In the listing below, how many lines contain "WithSelectedServices"? Answer with the number alone.

----

PR #13901, opened 2026-07-06
ci: zizmor workflow

crazy-max:
similar to https://github.com/moby/buildkit/pull/6623

### DIFF
--- a/.github/workflows/pr-review.yml
+++ b/.github/workflows/pr-review.yml
@@ -1,13 +1,17 @@
 name: PR Review
-on:
+
+permissions:
+  contents: read # Required at top-level to give `issue_comment` events access to the secrets below.
+
+# workflow_run is used deliberately here: the unprivileged "PR Review - Trigger"
+# workflow runs on the fork PR and this privileged one only consumes its
+# artifacts, never checks out or executes fork code.
+on: # zizmor: ignore[dangerous-triggers]
   issue_comment:
     types: [ created ]
   workflow_run:
     workflows: [ "PR Review - Trigger" ]
     types: [ completed ]
-
-permissions:
-  contents: read # Required at top-level to give `issue_comment` events access to the secrets below.
 
 jobs:
   review:
--- a/.github/workflows/scorecards.yml
+++ b/.github/workflows/scorecards.yml
@@ -1,4 +1,7 @@
 name: Scorecards supply-chain security
+
+permissions: {}
+
 on:
   # Only the default branch is supported.
   branch_protection_rule:
@@ -31,7 +34,7 @@ jobs:
     
     steps:
       - name: "Checkout code"
-        uses: actions/checkout@de0fac2e4500dabe0009e67214ff5f5447ce83dd # v6
+        uses: actions/checkout@de0fac2e4500dabe0009e67214ff5f5447ce83dd # v6.0.2
         with:
           persist-credentials: false
 
@@ -50,7 +53,7 @@ jobs:
       # Upload the results as artifacts (optional). Commenting out will disable uploads of run results in SARIF
       # format to the repository Actions tab.
       - name: "Upload artifact"
-        uses: actions/upload-artifact@bbbca2ddaa5d8feaa63e36b76fdaad77386f024f # v7
+        uses: actions/upload-artifact@bbbca2ddaa5d8feaa63e36b76fdaad77386f024f # v7.0.0
         with:
           name: SARIF file
           path: results.sarif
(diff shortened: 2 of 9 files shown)


.github/workflows/scorecards.yml
```diff
@@ -50,14 +53,14 @@
...
+        uses: actions/upload-artifact@bbbca2ddaa5d8feaa63e36b76fdaad77386f024f # v7.0.0
         with:
           name: SARIF file
           path: results.sarif
           retention-days: 5
       
       # Upload the results to GitHub's code scanning dashboard.
       - name: "Upload to code-scanning"
-        uses: github/codeql-action/upload-sarif@b8d3b6e8af63cde30bdc382c0bc28114f4346c88 # v2
+        uses: github/codeql-action/upload-sarif@b8d3b6e8af63cde30bdc382c0bc28114f4346c88 # v2.28.1
```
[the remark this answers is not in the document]
crazy-max: will be fixed in #13896

.github/workflows/pr-review.yml
```diff
@@ -22,7 +23,3 @@ jobs:
       issues: write # Create security incident issues if secrets detected
       checks: write # (Optional) Show review progress as a check run
       id-token: write # Required for OIDC authentication to AWS Secrets Manager
-      actions: read # Download artifacts from trigger workflow
```
docker-agent, line 25: **[HIGH] `actions: read` permission and `trigger-run-id` input removed — artifact download will fail**

The `actions: read` permission and `with: trigger-run-id:` input were both removed from the `review` job.

Before this PR the job had:
```yaml
      actions: read # Download artifacts from trigger workflow
    with:
      trigger-run-id: ${{ github.event_name == 'workflow_run' && format('{0}',
        github.event.workflow_run.id) || '' }}
```

`actions: read` is required for the called reusable workflow to download artifacts produced by the "PR Review - Trigger" run. Without `trigger-run-id`, the called workflow has no way to identify *which* trigger run's artifacts to fetch — it will either fail or silently process stale/no data, breaking the PR review pipeline.

Unless the `docker/docker-agent-action` reusable workflow was simultaneously updated to no longer require these (which is not visible in this diff), this removal is a functional regression.

.github/workflows/pr-review.yml
```diff
@@ -1,19 +1,20 @@
...
   workflow_run:
     workflows: [ "PR Review - Trigger" ]
     types: [ completed ]
 
-permissions:
-  contents: read # Required at top-level to give `issue_comment` events access to the secrets below.
-
 jobs:
   review:
-    if: |
```
docker-agent, line 14: **[MEDIUM] Job-level `if:` guard removed — privileged `review` job now runs on any `workflow_run` completion**

The `review` job previously had:
```yaml
    if: |
      github.event_name == 'issue_comment' ||
      github.event.workflow_run.conclusion == 'success'
```

This guard prevented the privileged job (which holds `id-token: write`, `pull-requests: write`, etc.) from running when the upstream "PR Review - Trigger" workflow failed or was cancelled. Without it, the `workflow_run: types: [ completed ]` trigger fires on **any** conclusion — failure, cancellation, or neutral — wasting CI resources and unnecessarily exposing elevated credentials to unintended trigger states.

If the intention is to let the called reusable workflow handle non-success conclusions internally, that should be confirmed. Otherwise, restoring the guard is the safe choice.

docker-agent (commented):

This PR introduces the zizmor security scanning workflow and fixes zizmor findings across existing CI workflows. Most changes are safe reorganizations (moving `permissions:` blocks, adding version comments, updating dependabot config). However, two issues in `.github/workflows/pr-review.yml` appear to be functional regressions introduced by this PR.

docker-agent (commented):
### Assessment: 🟢 APPROVE

This PR makes CI workflow hardening changes as flagged by zizmor:

- **Permissions block placement**: Moves top-level `permissions:` blocks to appear before `on:` in `ci.yml`, `merge.yml`, and `pr-review.yml` — this is the zizmor-preferred ordering and has no functional impact.
- **Version comment precision**: Updates action version comments from short form (e.g., `# v6`) to full semver (e.g., `# v6.0.2`) — all SHAs remain unchanged, so no actual action version changes.
- **scorecards.yml**: Adds `permissions: {}` at the workflow level; the job-level permissions (`security-events: write`, `id-token: write`) remain intact and are sufficient.
- **zizmor.yml (new)**: Delegates to `crazy-max/.github` reusable workflow pinned by SHA (`46267a6e61cd56aac2fc79943df180152f4c89d6`) with `min-severity: medium`, `min-confidence: medium`, and `persona: pedantic`. Permissions are correctly scoped (`contents: read`, `security-events: write`).
- **dependabot.yml**: Adds `github-actions` ecosystem with a 7-day cooldown — straightforward and correct.
- **Miscellaneous**: Removes trailing whitespace/blank lines, removes verbose comment blocks that were redundant given the code.

No bugs or regressions introduced. All changes are mechanical improvements to workflow hygiene.

glours (approved):
LGTM, thanks @crazy-max

PR #13925, opened 2026-07-08
Include pre-start hook images in pull and config

### LINKED ISSUE #13924: [BUG] Docker compose up/pull does not pull images referenced in pre_start lifecycle hooks
### Description

Images referenced by a `pre_start` lifecycle hook are never pulled by `docker compose up` or `docker compose pull`. Only top-level service `image:` refs are resolved. If the hook image isn't already present locally, the hook fails at runtime with `No such image`, and the user must `docker pull` it manually. The hook image *is* parsed into the config (it appears in `docker compose config --format json`), it's just excluded from the pull set (`docker compose config --images` omits it).

### Steps To Reproduce

`compose.yml`:
```yaml
name: hooktest
services:
  demo:
    image: alpine:3.20            # present locally
    command: ["sh", "-c", "echo main; sleep 2"]
    pre_start:
      - command: ["sh", "-c", "echo hook ran"]
        image: alpine:3.19        # NOT present locally, but pullable
```

`docker image rm alpine:3.19 2>/dev/null `  # ensure it's absent
`docker compose config --images `             # lists alpine:3.20 only, not 3.19
`docker compose pull `                                  # pulls 3.20 only; 3.19 still absent
`docker compose up `                                   # fails

### Expected
up/pull pull the hook image (respecting pull_policy), the same as service
images.

### Actual
Error response from daemon: No such image: alpine:3.19
docker compose config --images and docker compose pull both omit the hook
image; it is only fetched if pulled manually.

### Compose Version

```Text
5.3.0
```

### Docker Environment

```Text
 Version:    29.6.1
 Context:    default
 Debug Mode: false
 Plugins:
    Version:  v0.35.0
    Version:  v5.3.1
```

### Anything else?

_No response_

cyphercodes:
**What I did**

- Include distinct `pre_start` lifecycle hook images in `docker compose config --images`.
- Include `pre_start` hook images in `docker compose pull` and in the image pull path used by `up`/`create`.
- Added unit coverage for config image collection, pull option policy propagation, and hook image pull behavior.

**Related issue**

Fixes #13924

**Tests**

- `go test -count=1 ./pkg/api ./cmd/compose ./pkg/compose`
- `go run ./cmd -f /tmp/compose-hook-config-smoke.yaml config --images`

Not included.

### DIFF
--- a/cmd/compose/config.go
+++ b/cmd/compose/config.go
@@ -513,7 +513,9 @@ func runConfigImages(ctx context.Context, dockerCli command.Cli, opts configOpti
 	}
 
 	for _, s := range project.Services {
-		_, _ = fmt.Fprintln(dockerCli.Out(), api.GetImageNameOrDefault(s, project.Name))
+		for _, imageName := range api.GetImageNamesForService(s, project.Name) {
+			_, _ = fmt.Fprintln(dockerCli.Out(), imageName)
+		}
 	}
 	return nil
 }
--- a/cmd/compose/pull.go
+++ b/cmd/compose/pull.go
@@ -88,7 +88,7 @@ func (opts pullOptions) apply(project *types.Project, services []string) (*types
 
 	if opts.policy != "" {
 		for i, service := range project.Services {
-			if service.Image == "" {
+			if service.Image == "" && !hasPreStartHookImage(service) {
 				continue
 			}
 			service.PullPolicy = opts.policy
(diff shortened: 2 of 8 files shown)


ndeloof:
Sorry I didn't noticed you already made a PR for this issue, I had Claude code to work on this and propose https://github.com/docker/compose/pull/13937. This comes with a few follow-up issues to be addressed, so if you don't mind I'd prefer we keep mine to ensure we don't forget about them

PR #13931, opened 2026-07-09
fix(reconcile): preserve zero-replica services during hashing

### LINKED ISSUE #13899: [BUG] Services with zero replicas fail to start when they have a dependency that has zero replicas
### Description

Since (I think) `v5.3.0`, services with 0 replicas generate an error when they depend on a dependency that also has 0 replicas. This used to work without any errors before

### Steps To Reproduce

Create a `docker-compose.yml` with the following content:

```yml
services:
  independent:
    image: alpine:3.24.1

  dependency:
    image: alpine:3.24.1
    deploy:
      replicas: 0

  dependent_on:
    image: alpine:3.24.1
    deploy:
      replicas: 0
    depends_on:
      dependency:
        condition: service_healthy

```

Run `docker compose up`. You will see the message:

```
Attaching to independent-1
dependent_on is missing dependency dependency
```

In older versions, no error would be generated and service `independent` would start (and exit) successfully.

### Compose Version

```Text
Docker Compose version v5.3.0
```

### Docker Environment

```Text
 Version:    29.6.1
 Context:    default
 Debug Mode: false
 Plugins:
    Version:  v0.35.0
    Version:  v5.3.0

Server:
 Containers: 11
  Running: 2
  Paused: 0
  Stopped: 9
 Images: 322
 Server Version: 29.6.1
 Storage Driver: overlay2
  Backing Filesystem: extfs
  Supports d_type: true
  Using metacopy: false
  Native Overlay Diff: true
  userxattr: false
 Logging Driver: json-file
 Cgroup Driver: systemd
 Cgroup Version: 2
 Plugins:
  Volume: local
 CDI spec directories:
  /etc/cdi
  /var/run/cdi
 Swarm: inactive
 Default Runtime: runc
 Init Binary: docker-init
 containerd version: e53c7c1516c3b2bff98eb76f1f4117477e6f4e66
 init version: de40ad0
 Security Options:
  apparmor
  seccomp
   Profile: builtin
  cgroupns

The rest contains info about my computer so I'm leaving that out.
```

### Anything else?

_No response_

junhaoliao:
**What I did**

Prevent `ServiceHash` from mutating the caller's `DeployConfig` when excluding `deploy.replicas` from the service hash. This preserves `deploy.replicas: 0` through reconciliation so `docker compose up` continues to skip zero-replica dependencies instead of waiting for a missing container.

Added a focused regression test that hashes a zero-replica dependency before running dependency-wait logic and verifies the dependency is still skipped.

**Related issue**

Fixes #13899.

**Validation**

`gofmt -w pkg/compose/hash.go pkg/compose/convergence_test.go`

No stdout/stderr.

`go test ./pkg/compose -run 'TestServiceHash|TestWaitDependencies' -count=1`

```text
ok  	github.com/docker/compose/v5/pkg/compose	0.008s
```

`go test ./pkg/compose -count=1`

```text
ok  	github.com/docker/compose/v5/pkg/compose	0.146s
```

`go vet ./pkg/compose`

No stdout/stderr.

`go build -tags e2e -o /tmp/docker-compose-pr-build ./cmd`

No stdout/stderr.

`git diff --check`

No stdout/stderr.

### DIFF
--- a/pkg/compose/convergence_test.go
+++ b/pkg/compose/convergence_test.go
@@ -242,6 +242,31 @@ func TestWaitDependencies(t *testing.T) {
 		}
 		assert.NilError(t, tested.(*composeService).waitDependencies(t.Context(), &project, "", dependencies, nil, 0))
 	})
+	t.Run("should skip zero-replica dependencies after service hashing", func(t *testing.T) {
+		replicas := 0
+		project := types.Project{Name: strings.ToLower(testProject), Services: types.Services{
+			"app": {
+				Name: "app",
+				DependsOn: types.DependsOnConfig{
+					"disabled": {
+						Condition: ServiceConditionRunningOrHealthy,
+						Required:  true,
+					},
+				},
+			},
+			"disabled": {
+				Name:   "disabled",
+				Deploy: &types.DeployConfig{Replicas: &replicas},
+			},
+		}}
+
+		_, err := ServiceHash(project.Services["disabled"])
+		assert.NilError(t, err)
+
+		assert.NilError(t, tested.(*composeService).waitDependencies(
+			t.Context(), &project, "app", project.Services["app"].DependsOn, nil, 0,
+		))
+	})
 	t.Run("should skip dependencies with condition service_started", func(t *testing.T) {
 		dbService := types.ServiceConfig{Name: "db", Scale: intPtr(1)}
 		redisService := types.ServiceConfig{Name: "redis", Scale: intPtr(1)}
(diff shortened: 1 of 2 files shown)


glours (approved):
Thanks for the contribution @junhaoliao 🙏

junhaoliao:
@glours thanks for taking the patch.

May I ask if you're planning to make a release of the docker compose plugin any time soon? Having a new version will greatly help us to unblock releases of some our products. Thanks in advance!

PR #13932, opened 2026-07-10
fix: honor [SERVICE...] filter in config --no-interpolate

### LINKED ISSUE #13614: [BUG] `--no-interpolate` flag on `docker compose config` has unexpected side effects

TowyTowy:
**What I did**

`docker compose config --no-interpolate <SERVICE>` (and `config --variables <SERVICE>`) ignored the `[SERVICE...]` argument and rendered every service. These paths build a raw model via `ToModel`/`LoadModel` instead of a fully typed project (unresolved interpolation variables can block a full load), and `ToModel` accepted a `services` argument that was never applied.

This filters the model to the selected services **and their transitive dependencies**, matching the interpolated path (`ToProject` → `WithSelectedServices`). Rather than reimplement dependency traversal on the raw map, it builds a minimal typed project from the model's service names and `depends_on` edges and delegates to compose-go's `Project.WithSelectedServices`, so a selected service correctly pulls in its dependencies (and unknown services raise the same `no such service` error). Both short-list and long-map `depends_on` forms are handled, so it works with `--no-normalize` too.

This supersedes the approach in #13637 (closed): as noted there, a SERVICE selection must enable the target **and its dependencies**, which this implements by reusing compose-go's typed logic. Added regression + unit tests (fail before, pass after); `go test ./cmd/compose/`, `go vet`, and golangci-lint all clean.

**Related issue**
Fixes #13614

**Disclosure:** prepared with AI assistance (Claude); authored, reviewed, and tested by me. Co-authorship noted in the commit trailer.

### DIFF
--- a/cmd/compose/compose.go
+++ b/cmd/compose/compose.go
@@ -303,7 +303,98 @@ func (o *ProjectOptions) ToModel(ctx context.Context, dockerCli command.Cli, ser
 		api.Separator = "_"
 	}
 
-	return options.LoadModel(ctx)
+	model, err := options.LoadModel(ctx)
+	if err != nil {
+		return nil, err
+	}
+
+	// LoadModel returns the raw (partially resolved) model for every service in
+	// the compose files. When the user selected specific services on the command
+	// line, restrict the model to those services and their dependencies, mirroring
+	// how ToProject applies WithSelectedServices on the fully typed project.
+	if err := filterModelServices(model, services); err != nil {
+		return nil, err
+	}
+
+	return model, nil
+}
+
+// filterModelServices restricts a raw compose model (as returned by LoadModel)
+// to the named services and their transitive dependencies, mutating the model
+// in place. It is a no-op when no service is selected.
+//
+// The `config --no-interpolate` and `config --variables` code paths render a
+// raw model map rather than a fully typed project, because unresolved
+// interpolation variables may prevent a complete project load. That model
+// isn't otherwise filtered by the [SERVICE...] argument, so this restores
+// parity with the interpolated path by reusing compose-go's typed dependency
+// logic (Project.WithSelectedServices) to compute the reachable set.
+func filterModelServices(model map[string]any, services []string) error {
+	if len(services) == 0 {
+		return nil
+	}
+
+	rawServices, ok := model["services"].(map[string]any)
+	if !ok {
+		// No services mapping to select from: surface the same "no such
+		// service" error the typed path would raise for the first request.
+		return fmt.Errorf("no such service: %s", services[0])
+	}
+
+	// Build a minimal typed project carrying only service names and their
+	// depends_on edges, so dependency traversal (and the "no such service"
+	// validation) is delegated to compose-go rather than reimplemented here.
+	project := &types.Project{Services: types.Services{}}
+	for name, raw := range rawServices {
+		svc, _ := raw.(map[string]any)
+		project.Services[name] = types.ServiceConfig{
+			Name:      name,
+			DependsOn: dependsOnFromModel(svc["depends_on"]),
+		}
+	}
+
+	selected, err := project.WithSelectedServices(services)
+	if err != nil {
+		return err
+	}
+
+	for name := range rawServices {
+		if _, keep := selected.Services[name]; !keep {
+			delete(rawServices, name)
+		}
+	}
+	return nil
+}
+
+// dependsOnFromModel extracts the depends_on edges of a raw service model entry.
+// It handles both the short list syntax (`depends_on: [a, b]`) and the long map
+// syntax (`depends_on: {a: {condition: ...}}`), since the model may contain
+// either form depending on whether normalization ran.
+func dependsOnFromModel(v any) types.DependsOnConfig {
+	switch d := v.(type) {
+	case []any:
+		deps := types.DependsOnConfig{}
+		for _, e := range d {
+			if name, ok := e.(string); ok {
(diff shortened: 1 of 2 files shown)


glours (commented):
Thanks for taking the time to dig into this!                                                                                                                                                                                                               
                                                                                                                                                                                                                                                             However, the CLI is not the right place to fix it: the root cause is in compose-go, where service selection was only applied on the typed path (`LoadProject`) and silently ignored by the raw-model path (`LoadModel`) used by `config --no-interpolate`. 
Filtering the model here re-implements loader logic in the CLI, and would also introduce a regression: under `--no-interpolate`, a literal `depends_on: ["${VAR}"]` would fail with `no such service: ${VAR}`.                                             

This is now fixed upstream in compose-spec/compose-go#896. Once a release including it is vendored here, the fix on the compose side reduces to passing `cli.WithSelectedServices(services...)` in `ToModel`. If you're up for reworking this PR into that once the bump lands, your test cases would be valuable to keep.

glours:
We decided to just warn users that the service filtering won't be applied when using the `--no-interpolate` flag, see https://github.com/docker/compose/pull/13950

----

**Answer to this task:**
5